Dataset entries

PR #308, opened 2024-04-04
FIX: performance of l1_rt_trips.py updates

rymarczy:
This will hopefully fix a lot of the performance issues we are seeing in the `l1_rt_trips.py` file.

Two main changes:

1. 
Don't update trunk_route_id and branch_route_id with database functions, instead `update_branch_trunk_route_id` function will perform this operation locally, and then update the `vehicle_trips` table.

2.
perform updates in `update_stop_sequence` function on unique `service_date` and `static_version_key` combinations with for loop. Previous implementation used a where statement that compared to an array of values, that I think was not allowing our indexes to be used.

### DIFF
--- a/src/lamp_py/performance_manager/l1_rt_trips.py
+++ b/src/lamp_py/performance_manager/l1_rt_trips.py
@@ -1,3 +1,6 @@
+from typing import Optional
+
+import pandas
 import sqlalchemy as sa
 from sqlalchemy.dialects import postgresql
 from sqlalchemy.sql.expression import bindparam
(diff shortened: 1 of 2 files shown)


src/lamp_py/performance_manager/l1_rt_trips.py
```diff
@@ -326,12 +329,145 @@ def update_start_times(db_manager: DatabaseManager) -> None:
...
+                distinct_red_trips.c.pm_trip_id == VehicleEvents.pm_trip_id,
+            ),
+        )
+    )
+
+    process_logger = ProcessLogger("l1_trips.update_branch_trunk_route_id")
+    process_logger.log_start()
+
+    trips_df = db_manager.select_as_dataframe(distinct_trips)
+    red_events_df = db_manager.select_as_dataframe(red_events)
```
rymarczy, line 385: pull two dataframes from DB:

trips_df:  all trips loaded during this event loop (with comparison to TempEventCompare table)
red_events_df: `pm_trip_id` and `stop_id` for all trips found in TempEventCompare table (for redline branch_route_id assignment)

src/lamp_py/performance_manager/l1_rt_trips.py
```diff
@@ -326,12 +329,145 @@ def update_start_times(db_manager: DatabaseManager) -> None:
...
+        if str(route_id).startswith("Green"):
+            return "Green"
+        return route_id
+
+    def apply_branch_route_id(record: pandas.Series) -> Optional[str]:
+        if str(record["route_id"]).startswith("Green"):
+            return record["route_id"]
+        if str(record["route_id"]) == "Red":
+            return get_red_branch(record["pm_trip_id"])
+        return None
```
rymarczy, line 432: Slightly more complicated `branch_route_id` assignment using pandas apply.

src/lamp_py/performance_manager/l1_rt_trips.py
```diff
@@ -326,12 +329,145 @@ def update_start_times(db_manager: DatabaseManager) -> None:
...
+            "70096",
+        }
+        trip_stop_ids = set(
+            red_events_df[red_events_df["pm_trip_id"] == pm_trip_id]["stop_id"]
+        )
+        if trip_stop_ids & ashmont_stop_ids:
+            return "Red-A"
+        if trip_stop_ids & braintree_stop_ids:
+            return "Red-B"
+        return None
```
rymarczy, line 420: determine if `Red-A` or `Red-B` through use of set intersection. convert series of all stop_id's for a pm_trip_id into a set and compare to specified braintree or ashmont stop_ids

src/lamp_py/performance_manager/l1_rt_trips.py
```diff
@@ -374,7 +510,7 @@ def update_trip_stop_counts(db_manager: DatabaseManager) -> None:
 
     process_logger = ProcessLogger("l1_trips.update_trip_stop_counts")
     process_logger.log_start()
-    db_manager.execute(update_query)
+    db_manager.execute(update_query, disable_trip_tigger=True)
```
rymarczy, line 513: disable trigger that was applying `branch_route_id` and `trunk_route_id` previously, these vestiges of the database functions should be totally removed in a future PR

src/lamp_py/performance_manager/l1_rt_trips.py
```diff
@@ -517,314 +653,315 @@ def update_stop_sequence(db_manager: DatabaseManager) -> None:
...
-        .select_from(VehicleEvents)
-        .join(
-            VehicleTrips,
-            VehicleEvents.pm_trip_id == VehicleTrips.pm_trip_id,
-        )
-        .join(
-            static_canon,
-            sa.and_(
-                VehicleTrips.direction_id == static_canon.c.direction_id,
+    for record in db_manager.select_as_list(distinct_query):
```
rymarczy, line 664: These queries are the exact same, except running in a for loop with specific `service_date` and `static_version_key` values in the where clauses. In testing this dramatically improved the performance of these queries from ~100 seconds to < 5 seconds locally.

src/lamp_py/performance_manager/l1_rt_trips.py
```diff
@@ -326,12 +329,145 @@ def update_start_times(db_manager: DatabaseManager) -> None:
...
+            trunk_route_id=bindparam("b_trunk_route_id"),
+        )
+    )
+
+    db_manager.execute_with_data(
+        start_times_update_query,
+        trips_df,
+        disable_trip_tigger=True,
+    )
+    process_logger.log_complete()
```
mzappitello, line 465: i generally find these types of DB manipulations easier to follow. not sure what that says about me. i've often wondered about doing things this way vs some of our more complicated db computes.

src/lamp_py/performance_manager/l1_rt_trips.py
mzappitello: do we turn the trip trigger on anywhere?

src/lamp_py/performance_manager/l1_rt_trips.py
```diff
@@ -326,12 +329,145 @@ def update_start_times(db_manager: DatabaseManager) -> None:
...
+            "70099",
+            "70100",
+            "70101",
+            "70102",
+            "70103",
+            "70104",
+            "70105",
+            "70095",
+            "70096",
+        }
```
mzappitello, line 412: i have an intuition that these values should be stored in a different place, but i think thats more something to think about if / when we convert from DB to Flat File architecture.

mzappitello (approved):
this looks good to me.  i have it in a comment, but i've often wondered about running some of our complicated database computes locally instead of on the db using sql.

i guess thats what we're hoping to do with a flat file structure. i think it might be a good way to do the eventual refactor, with pulling the biz logic into python with pandas or poloars or pyarrow while still keeping the data in the db before removing it all together.

src/lamp_py/performance_manager/l1_rt_trips.py
rymarczy: not anymore

PR #309, opened 2024-04-04
FIX: prod metdata migration to re-process failed parquet files

rymarczy:
Execute migration on PROD metadata_log table to re-process parquet files from morning of April 3, 2024.


mzappitello (approved):
🍰

PR #310, opened 2024-04-04
feat: log add_metadata calls to ProcessLogger

rymarczy:
print log statements when `add_metadata` called on `ProcessLogger`.


mzappitello (approved):
🍰

PR #311, opened 2024-04-05
FIX: Parquet writing batch_size and profile logging

rymarczy:
Very large parquet input files on PROD were resulting in ECS crashes from excessive memory usage.

After local testing, excessive memory usage was re-produced and `batch_size` values were dialed in to limit memory usage during parquet file writing operations. 

Also added some basic system profiling to logging statements `free_disk_mb` & `free_mem_pct` will hopefully help troubleshoot these types of issues more quickly in the future.

### DIFF
--- a/src/lamp_py/runtime_utils/process_logger.py
+++ b/src/lamp_py/runtime_utils/process_logger.py
@@ -3,6 +3,7 @@ import os
 import time
 import uuid
 import shutil
+import psutil
 from typing import Any, Dict, Union, Optional
 
 MdValues = Optional[Union[str, int, float]]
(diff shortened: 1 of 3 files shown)


src/lamp_py/runtime_utils/process_logger.py
```diff
@@ -61,8 +70,10 @@ def add_metadata(self, **metadata: MdValues) -> None:
             if key in ProcessLogger.protected_keys:
                 continue
             self.metadata[str(key)] = str(value)
-        self.default_data["status"] = "add_metadata"
-        logging.info(self._get_log_string())
+
+        if self.default_data.get("status") is not None:
+            self.default_data["status"] = "add_metadata"
+            logging.info(self._get_log_string())
```
mzappitello, line 76: is this something we'll want on all the time?

mzappitello (approved):
🍰

src/lamp_py/runtime_utils/process_logger.py
rymarczy: I put this in the stop log printing before `log_start()` gets called, was kind of confusing for me to see logs in splunk before the log had actually started, but I can add that back if you'd prefer.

Task to complete:
Which lines in the data above hold the word "Green"? Return each of them.

Answer:
+        if str(route_id).startswith("Green"):
+            return "Green"
+        if str(record["route_id"]).startswith("Green"):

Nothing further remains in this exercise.